◆ **Try it**
Starting at the top of the data and ending with the line that holds "This brings back", transcribe each line exactly; include both ends.

[Records from a collection]
+ + + + + + +

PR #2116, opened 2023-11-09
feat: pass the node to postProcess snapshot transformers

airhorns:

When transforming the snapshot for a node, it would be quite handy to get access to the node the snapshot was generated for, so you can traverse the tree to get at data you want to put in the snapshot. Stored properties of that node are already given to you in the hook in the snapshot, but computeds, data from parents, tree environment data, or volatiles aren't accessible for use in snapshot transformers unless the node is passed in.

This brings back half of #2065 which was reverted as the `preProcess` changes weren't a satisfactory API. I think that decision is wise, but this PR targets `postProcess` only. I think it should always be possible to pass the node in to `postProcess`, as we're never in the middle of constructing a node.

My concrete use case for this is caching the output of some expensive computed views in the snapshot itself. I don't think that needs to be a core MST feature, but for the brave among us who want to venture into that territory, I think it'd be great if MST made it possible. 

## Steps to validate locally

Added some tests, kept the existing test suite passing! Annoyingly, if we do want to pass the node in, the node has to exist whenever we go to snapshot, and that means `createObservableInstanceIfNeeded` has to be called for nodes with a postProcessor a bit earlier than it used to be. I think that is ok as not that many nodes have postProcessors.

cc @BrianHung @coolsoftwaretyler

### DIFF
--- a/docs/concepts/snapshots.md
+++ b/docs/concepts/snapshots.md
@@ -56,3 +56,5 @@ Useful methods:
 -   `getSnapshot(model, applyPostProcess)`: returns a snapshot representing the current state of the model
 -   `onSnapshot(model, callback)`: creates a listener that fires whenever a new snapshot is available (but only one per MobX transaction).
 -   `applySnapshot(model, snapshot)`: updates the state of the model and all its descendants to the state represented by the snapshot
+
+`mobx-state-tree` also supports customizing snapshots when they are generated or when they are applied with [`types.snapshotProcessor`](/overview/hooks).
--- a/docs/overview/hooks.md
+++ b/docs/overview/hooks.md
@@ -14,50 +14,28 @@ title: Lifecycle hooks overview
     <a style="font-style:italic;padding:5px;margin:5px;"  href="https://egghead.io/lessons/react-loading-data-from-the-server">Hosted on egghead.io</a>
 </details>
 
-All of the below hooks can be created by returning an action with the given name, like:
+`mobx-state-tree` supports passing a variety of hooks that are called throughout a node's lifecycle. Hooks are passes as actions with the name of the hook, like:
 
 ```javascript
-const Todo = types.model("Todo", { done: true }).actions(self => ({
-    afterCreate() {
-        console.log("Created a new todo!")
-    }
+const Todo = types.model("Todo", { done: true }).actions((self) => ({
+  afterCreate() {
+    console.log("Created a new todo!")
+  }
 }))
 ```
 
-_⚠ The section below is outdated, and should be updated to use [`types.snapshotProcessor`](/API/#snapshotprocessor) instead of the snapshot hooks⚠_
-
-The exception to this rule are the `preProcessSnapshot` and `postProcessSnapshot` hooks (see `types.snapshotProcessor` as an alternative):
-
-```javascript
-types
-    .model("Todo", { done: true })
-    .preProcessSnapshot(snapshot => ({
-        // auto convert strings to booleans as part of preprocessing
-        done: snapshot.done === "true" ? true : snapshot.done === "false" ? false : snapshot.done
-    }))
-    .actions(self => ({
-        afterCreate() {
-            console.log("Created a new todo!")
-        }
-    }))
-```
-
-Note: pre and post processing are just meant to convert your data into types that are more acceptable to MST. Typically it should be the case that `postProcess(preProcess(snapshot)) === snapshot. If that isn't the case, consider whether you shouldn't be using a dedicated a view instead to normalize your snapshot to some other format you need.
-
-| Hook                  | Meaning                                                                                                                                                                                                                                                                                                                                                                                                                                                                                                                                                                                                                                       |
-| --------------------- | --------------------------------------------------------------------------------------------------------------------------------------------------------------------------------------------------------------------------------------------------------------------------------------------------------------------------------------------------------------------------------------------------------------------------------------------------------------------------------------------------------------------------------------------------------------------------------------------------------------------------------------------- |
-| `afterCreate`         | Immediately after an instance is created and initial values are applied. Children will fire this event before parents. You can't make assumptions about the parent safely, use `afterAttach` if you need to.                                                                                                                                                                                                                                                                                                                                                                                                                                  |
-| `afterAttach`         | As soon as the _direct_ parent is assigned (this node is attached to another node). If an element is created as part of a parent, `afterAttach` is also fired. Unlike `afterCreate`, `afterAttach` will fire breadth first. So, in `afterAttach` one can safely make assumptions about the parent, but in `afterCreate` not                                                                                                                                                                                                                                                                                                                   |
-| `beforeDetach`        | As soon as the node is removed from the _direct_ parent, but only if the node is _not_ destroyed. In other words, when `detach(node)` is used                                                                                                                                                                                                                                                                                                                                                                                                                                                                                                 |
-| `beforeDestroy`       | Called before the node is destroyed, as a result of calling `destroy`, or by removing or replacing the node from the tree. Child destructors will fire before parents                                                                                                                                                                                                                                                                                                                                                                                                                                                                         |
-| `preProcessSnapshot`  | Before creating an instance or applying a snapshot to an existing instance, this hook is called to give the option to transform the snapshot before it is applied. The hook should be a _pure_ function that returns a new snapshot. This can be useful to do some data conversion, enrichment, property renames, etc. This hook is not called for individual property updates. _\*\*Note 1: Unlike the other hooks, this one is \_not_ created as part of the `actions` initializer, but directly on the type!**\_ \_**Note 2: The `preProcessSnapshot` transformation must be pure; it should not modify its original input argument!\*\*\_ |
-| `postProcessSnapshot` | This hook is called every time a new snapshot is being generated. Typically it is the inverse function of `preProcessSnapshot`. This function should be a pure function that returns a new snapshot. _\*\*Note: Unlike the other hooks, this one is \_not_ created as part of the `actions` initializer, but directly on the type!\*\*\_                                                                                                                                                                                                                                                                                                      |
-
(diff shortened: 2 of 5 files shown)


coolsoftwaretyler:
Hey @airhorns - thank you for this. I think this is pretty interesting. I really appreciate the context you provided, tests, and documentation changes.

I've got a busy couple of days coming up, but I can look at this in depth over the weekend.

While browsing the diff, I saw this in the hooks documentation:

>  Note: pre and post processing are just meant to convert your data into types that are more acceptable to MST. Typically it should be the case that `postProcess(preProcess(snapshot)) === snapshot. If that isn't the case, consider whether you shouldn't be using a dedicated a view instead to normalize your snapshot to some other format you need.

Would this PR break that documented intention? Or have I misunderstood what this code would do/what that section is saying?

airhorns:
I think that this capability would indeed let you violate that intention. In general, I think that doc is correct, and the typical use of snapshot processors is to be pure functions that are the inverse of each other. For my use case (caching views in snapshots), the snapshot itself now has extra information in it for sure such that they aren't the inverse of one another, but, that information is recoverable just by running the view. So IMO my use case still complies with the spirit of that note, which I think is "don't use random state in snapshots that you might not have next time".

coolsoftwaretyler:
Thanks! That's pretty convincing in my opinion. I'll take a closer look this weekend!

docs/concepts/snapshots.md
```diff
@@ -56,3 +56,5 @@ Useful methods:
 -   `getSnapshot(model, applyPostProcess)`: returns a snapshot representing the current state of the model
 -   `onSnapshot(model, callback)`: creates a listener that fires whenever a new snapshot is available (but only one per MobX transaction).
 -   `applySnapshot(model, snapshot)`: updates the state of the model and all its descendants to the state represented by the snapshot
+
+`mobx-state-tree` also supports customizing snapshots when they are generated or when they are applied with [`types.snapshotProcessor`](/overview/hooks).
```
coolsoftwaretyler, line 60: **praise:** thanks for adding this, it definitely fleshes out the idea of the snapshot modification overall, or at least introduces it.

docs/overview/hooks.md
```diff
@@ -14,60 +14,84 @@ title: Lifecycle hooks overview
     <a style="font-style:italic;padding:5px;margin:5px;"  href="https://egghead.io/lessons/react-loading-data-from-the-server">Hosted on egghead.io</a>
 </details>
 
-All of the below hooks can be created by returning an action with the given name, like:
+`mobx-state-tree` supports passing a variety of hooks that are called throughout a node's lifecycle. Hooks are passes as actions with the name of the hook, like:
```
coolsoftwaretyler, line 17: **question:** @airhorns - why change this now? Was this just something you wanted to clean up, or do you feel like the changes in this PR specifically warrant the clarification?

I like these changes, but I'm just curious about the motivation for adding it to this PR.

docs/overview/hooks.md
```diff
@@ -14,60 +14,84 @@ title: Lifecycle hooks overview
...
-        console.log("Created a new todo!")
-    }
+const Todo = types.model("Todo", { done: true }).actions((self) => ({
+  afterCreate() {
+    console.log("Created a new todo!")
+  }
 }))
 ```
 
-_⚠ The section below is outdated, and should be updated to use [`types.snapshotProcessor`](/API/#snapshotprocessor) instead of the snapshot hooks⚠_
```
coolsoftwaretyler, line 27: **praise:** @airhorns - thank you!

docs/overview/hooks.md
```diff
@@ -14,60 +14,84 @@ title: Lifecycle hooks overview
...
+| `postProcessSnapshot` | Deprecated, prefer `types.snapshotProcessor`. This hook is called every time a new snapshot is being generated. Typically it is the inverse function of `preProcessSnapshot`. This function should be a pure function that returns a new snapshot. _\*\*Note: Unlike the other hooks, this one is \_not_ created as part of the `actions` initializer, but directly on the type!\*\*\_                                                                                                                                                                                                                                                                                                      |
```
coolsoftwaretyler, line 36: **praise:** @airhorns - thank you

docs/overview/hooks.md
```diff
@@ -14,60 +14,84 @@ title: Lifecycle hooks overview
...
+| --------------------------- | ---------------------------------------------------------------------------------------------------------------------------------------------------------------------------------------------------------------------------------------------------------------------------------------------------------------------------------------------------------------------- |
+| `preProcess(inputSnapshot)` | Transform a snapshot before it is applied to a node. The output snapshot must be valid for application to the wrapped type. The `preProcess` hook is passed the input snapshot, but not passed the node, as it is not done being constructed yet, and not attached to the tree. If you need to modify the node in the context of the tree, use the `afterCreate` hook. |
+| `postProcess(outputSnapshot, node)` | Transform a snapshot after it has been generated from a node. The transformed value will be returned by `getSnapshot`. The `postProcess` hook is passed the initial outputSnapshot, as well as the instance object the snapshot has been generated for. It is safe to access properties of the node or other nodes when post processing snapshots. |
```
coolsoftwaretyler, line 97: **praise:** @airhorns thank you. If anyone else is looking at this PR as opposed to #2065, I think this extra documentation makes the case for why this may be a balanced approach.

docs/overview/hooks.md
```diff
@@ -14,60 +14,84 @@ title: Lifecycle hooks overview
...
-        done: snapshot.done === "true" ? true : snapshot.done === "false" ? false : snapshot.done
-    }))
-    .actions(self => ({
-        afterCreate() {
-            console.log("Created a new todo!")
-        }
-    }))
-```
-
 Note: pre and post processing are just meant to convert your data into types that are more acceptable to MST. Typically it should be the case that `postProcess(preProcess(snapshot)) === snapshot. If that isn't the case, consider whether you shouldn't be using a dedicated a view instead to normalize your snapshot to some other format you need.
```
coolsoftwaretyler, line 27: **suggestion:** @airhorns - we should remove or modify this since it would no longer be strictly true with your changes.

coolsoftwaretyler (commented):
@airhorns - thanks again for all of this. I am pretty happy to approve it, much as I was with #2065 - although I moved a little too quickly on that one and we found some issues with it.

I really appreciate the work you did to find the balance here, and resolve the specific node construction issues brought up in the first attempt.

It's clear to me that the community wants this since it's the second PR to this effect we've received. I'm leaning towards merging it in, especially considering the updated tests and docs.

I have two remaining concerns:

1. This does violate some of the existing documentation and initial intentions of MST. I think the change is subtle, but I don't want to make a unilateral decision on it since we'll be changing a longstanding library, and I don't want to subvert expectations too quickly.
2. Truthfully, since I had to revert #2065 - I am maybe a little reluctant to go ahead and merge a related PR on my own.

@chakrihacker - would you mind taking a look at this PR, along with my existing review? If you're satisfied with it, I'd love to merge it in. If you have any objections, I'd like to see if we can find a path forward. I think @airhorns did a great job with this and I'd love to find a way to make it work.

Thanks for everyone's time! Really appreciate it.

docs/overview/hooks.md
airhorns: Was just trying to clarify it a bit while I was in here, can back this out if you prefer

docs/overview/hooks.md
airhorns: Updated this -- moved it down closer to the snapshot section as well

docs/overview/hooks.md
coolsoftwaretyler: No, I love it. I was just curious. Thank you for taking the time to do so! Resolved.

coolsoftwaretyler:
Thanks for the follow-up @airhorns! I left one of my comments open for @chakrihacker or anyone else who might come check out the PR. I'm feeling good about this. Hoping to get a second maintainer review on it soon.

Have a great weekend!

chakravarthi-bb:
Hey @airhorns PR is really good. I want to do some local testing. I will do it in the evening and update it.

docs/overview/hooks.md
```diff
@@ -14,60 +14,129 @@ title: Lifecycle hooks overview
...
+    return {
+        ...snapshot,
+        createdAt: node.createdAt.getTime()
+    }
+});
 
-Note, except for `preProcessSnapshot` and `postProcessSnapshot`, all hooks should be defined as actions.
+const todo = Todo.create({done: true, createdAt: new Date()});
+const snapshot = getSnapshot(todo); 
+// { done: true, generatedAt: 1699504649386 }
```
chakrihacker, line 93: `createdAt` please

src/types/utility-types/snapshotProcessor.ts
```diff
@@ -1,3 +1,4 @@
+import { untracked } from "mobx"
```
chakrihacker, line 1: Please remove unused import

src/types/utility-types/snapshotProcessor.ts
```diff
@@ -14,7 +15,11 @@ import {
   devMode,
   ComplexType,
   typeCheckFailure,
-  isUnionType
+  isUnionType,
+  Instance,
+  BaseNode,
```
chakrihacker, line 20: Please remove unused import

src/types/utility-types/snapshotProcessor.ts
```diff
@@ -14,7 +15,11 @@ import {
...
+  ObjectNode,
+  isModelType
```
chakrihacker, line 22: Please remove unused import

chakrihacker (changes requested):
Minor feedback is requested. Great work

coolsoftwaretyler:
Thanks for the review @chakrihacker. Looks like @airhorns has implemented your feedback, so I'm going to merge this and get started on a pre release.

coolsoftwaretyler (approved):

+ + + + + + +

◆ **Exercise answer**
PR #2116, opened 2023-11-09
feat: pass the node to postProcess snapshot transformers

airhorns:

When transforming the snapshot for a node, it would be quite handy to get access to the node the snapshot was generated for, so you can traverse the tree to get at data you want to put in the snapshot. Stored properties of that node are already given to you in the hook in the snapshot, but computeds, data from parents, tree environment data, or volatiles aren't accessible for use in snapshot transformers unless the node is passed in.

This brings back half of #2065 which was reverted as the `preProcess` changes weren't a satisfactory API. I think that decision is wise, but this PR targets `postProcess` only. I think it should always be possible to pass the node in to `postProcess`, as we're never in the middle of constructing a node.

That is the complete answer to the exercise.